===== RECORDED INFORMATION

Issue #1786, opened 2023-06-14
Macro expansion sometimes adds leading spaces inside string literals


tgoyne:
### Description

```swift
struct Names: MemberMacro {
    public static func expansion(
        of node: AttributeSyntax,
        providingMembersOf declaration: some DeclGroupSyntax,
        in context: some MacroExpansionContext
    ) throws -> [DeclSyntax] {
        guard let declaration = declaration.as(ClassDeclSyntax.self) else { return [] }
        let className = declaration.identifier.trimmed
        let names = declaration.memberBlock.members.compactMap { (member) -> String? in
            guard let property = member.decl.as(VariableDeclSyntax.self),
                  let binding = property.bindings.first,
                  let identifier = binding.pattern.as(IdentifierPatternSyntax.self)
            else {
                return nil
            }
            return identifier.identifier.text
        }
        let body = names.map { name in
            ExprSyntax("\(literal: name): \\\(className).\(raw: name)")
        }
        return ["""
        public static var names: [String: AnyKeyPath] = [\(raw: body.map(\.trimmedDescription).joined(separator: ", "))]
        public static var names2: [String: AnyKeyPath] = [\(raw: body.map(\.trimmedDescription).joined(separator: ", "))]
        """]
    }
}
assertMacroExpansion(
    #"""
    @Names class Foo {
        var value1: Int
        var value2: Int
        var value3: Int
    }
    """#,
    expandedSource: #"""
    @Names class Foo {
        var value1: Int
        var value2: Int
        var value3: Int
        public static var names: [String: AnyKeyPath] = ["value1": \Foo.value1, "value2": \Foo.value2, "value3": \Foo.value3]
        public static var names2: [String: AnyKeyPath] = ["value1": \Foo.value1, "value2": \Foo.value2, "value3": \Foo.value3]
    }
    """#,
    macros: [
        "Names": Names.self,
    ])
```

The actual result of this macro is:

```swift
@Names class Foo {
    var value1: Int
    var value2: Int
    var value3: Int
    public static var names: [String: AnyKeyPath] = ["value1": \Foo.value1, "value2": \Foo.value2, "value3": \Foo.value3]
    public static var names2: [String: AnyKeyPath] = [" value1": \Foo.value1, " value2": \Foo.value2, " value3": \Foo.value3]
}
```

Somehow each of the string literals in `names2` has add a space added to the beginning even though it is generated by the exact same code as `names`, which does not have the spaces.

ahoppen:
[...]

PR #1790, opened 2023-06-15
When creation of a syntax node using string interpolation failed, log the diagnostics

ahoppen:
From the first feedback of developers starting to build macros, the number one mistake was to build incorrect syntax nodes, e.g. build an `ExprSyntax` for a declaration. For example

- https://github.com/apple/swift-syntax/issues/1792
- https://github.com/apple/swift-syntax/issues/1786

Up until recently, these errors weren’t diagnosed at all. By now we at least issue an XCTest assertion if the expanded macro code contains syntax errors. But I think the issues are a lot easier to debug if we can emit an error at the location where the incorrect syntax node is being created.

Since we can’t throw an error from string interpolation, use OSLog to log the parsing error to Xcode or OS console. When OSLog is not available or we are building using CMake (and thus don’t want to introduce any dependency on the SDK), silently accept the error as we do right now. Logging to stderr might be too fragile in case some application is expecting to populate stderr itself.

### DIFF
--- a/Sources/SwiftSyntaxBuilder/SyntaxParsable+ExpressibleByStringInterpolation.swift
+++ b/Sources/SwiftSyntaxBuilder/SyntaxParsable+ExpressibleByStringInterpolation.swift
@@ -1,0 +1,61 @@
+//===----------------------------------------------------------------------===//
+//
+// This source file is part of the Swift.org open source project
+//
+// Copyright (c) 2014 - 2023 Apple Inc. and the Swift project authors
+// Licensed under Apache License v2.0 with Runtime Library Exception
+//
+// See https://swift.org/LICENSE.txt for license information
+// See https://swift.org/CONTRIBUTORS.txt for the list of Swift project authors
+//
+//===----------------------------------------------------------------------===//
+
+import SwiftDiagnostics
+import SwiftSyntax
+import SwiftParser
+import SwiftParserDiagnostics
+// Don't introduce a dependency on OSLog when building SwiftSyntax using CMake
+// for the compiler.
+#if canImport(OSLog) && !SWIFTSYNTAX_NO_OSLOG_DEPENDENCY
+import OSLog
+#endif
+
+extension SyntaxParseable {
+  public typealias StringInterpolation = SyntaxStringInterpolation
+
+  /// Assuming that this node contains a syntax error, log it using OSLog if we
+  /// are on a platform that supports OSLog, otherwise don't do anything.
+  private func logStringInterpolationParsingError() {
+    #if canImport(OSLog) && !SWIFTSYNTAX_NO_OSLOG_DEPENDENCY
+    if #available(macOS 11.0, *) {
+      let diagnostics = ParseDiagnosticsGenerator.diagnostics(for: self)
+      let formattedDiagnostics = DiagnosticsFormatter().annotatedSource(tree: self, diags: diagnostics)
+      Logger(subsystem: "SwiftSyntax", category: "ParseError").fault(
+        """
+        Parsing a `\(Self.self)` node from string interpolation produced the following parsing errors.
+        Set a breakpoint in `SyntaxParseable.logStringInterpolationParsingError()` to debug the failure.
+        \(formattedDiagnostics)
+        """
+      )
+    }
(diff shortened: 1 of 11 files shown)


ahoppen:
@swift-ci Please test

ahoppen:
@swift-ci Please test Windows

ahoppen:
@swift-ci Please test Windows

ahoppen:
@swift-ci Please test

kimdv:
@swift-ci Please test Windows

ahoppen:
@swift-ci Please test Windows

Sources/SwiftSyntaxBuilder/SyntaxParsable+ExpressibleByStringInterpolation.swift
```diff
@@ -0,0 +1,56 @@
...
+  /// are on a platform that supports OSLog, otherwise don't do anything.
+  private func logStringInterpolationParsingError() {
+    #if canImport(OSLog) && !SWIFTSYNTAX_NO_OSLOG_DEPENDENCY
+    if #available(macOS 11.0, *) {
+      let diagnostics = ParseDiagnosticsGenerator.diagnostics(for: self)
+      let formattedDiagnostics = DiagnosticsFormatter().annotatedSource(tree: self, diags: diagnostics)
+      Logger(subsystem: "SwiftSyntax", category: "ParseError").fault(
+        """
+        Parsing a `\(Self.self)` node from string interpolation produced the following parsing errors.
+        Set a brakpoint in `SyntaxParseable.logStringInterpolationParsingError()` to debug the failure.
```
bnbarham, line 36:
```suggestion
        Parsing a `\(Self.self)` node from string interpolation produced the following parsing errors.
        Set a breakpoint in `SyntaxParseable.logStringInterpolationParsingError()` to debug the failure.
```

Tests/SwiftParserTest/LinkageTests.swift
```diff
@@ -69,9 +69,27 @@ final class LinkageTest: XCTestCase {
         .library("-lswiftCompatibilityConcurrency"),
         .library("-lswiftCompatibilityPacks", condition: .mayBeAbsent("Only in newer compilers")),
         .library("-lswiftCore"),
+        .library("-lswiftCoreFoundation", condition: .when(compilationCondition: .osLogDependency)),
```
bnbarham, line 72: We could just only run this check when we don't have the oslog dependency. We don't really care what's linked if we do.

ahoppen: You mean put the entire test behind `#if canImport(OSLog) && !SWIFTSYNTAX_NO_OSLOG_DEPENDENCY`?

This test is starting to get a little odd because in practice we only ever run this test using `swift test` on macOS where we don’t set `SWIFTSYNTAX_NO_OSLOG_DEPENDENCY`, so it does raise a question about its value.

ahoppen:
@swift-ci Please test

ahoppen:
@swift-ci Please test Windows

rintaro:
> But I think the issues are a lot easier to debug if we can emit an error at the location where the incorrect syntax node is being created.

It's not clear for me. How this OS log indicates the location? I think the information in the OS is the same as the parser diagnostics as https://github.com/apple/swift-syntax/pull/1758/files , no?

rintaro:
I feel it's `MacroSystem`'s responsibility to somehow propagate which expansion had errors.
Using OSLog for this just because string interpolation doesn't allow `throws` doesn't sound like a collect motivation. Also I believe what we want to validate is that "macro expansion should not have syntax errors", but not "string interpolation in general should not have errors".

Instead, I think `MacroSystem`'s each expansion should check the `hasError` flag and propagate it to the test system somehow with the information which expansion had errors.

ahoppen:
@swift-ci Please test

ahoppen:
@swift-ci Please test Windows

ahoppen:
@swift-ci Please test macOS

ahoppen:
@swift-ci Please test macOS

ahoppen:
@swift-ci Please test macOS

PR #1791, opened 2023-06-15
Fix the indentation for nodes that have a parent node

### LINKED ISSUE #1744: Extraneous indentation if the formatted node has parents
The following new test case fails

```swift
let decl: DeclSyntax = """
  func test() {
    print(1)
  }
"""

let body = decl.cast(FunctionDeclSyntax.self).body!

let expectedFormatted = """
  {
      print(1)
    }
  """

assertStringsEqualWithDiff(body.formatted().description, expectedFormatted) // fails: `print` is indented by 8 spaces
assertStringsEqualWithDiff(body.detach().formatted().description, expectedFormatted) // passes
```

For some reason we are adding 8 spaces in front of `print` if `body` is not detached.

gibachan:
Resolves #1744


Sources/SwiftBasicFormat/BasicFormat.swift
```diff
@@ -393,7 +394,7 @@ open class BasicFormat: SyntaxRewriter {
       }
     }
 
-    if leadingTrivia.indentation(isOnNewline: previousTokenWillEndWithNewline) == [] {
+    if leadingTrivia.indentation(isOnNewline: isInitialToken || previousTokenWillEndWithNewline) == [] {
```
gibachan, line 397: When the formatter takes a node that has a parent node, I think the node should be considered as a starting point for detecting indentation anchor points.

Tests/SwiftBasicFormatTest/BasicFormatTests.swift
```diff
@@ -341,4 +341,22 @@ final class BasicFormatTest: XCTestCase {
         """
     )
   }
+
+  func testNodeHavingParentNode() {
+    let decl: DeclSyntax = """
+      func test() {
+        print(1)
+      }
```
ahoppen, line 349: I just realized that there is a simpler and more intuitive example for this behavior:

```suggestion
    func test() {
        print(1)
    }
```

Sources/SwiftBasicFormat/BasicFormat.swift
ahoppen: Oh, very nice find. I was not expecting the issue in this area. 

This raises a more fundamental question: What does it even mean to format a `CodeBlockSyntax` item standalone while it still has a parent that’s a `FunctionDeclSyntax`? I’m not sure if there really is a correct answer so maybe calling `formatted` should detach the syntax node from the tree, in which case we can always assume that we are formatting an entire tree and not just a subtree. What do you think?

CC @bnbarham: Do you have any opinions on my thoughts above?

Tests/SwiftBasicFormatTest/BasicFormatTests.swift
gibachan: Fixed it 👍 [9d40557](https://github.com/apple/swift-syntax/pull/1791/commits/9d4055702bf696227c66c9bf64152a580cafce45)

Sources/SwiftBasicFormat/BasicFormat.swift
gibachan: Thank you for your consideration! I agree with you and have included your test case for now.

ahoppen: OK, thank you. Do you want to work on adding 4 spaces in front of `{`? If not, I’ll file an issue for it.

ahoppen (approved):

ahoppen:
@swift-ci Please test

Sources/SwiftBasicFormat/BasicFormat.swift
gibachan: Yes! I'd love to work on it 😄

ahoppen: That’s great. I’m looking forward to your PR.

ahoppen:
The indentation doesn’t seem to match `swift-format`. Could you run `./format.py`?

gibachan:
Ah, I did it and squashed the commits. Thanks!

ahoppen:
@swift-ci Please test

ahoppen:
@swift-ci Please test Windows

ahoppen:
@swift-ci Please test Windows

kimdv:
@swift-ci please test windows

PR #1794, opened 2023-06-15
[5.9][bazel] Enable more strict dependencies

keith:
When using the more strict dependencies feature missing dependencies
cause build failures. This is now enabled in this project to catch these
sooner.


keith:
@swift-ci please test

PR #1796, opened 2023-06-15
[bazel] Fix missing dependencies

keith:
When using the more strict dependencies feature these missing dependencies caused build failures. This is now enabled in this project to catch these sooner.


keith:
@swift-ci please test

==========

WORK TO COMPLETE:
Find the count of lines in the data above where the word "opened" occurs, and write down only that count.

SOLUTION FOR THIS PROBLEM:
5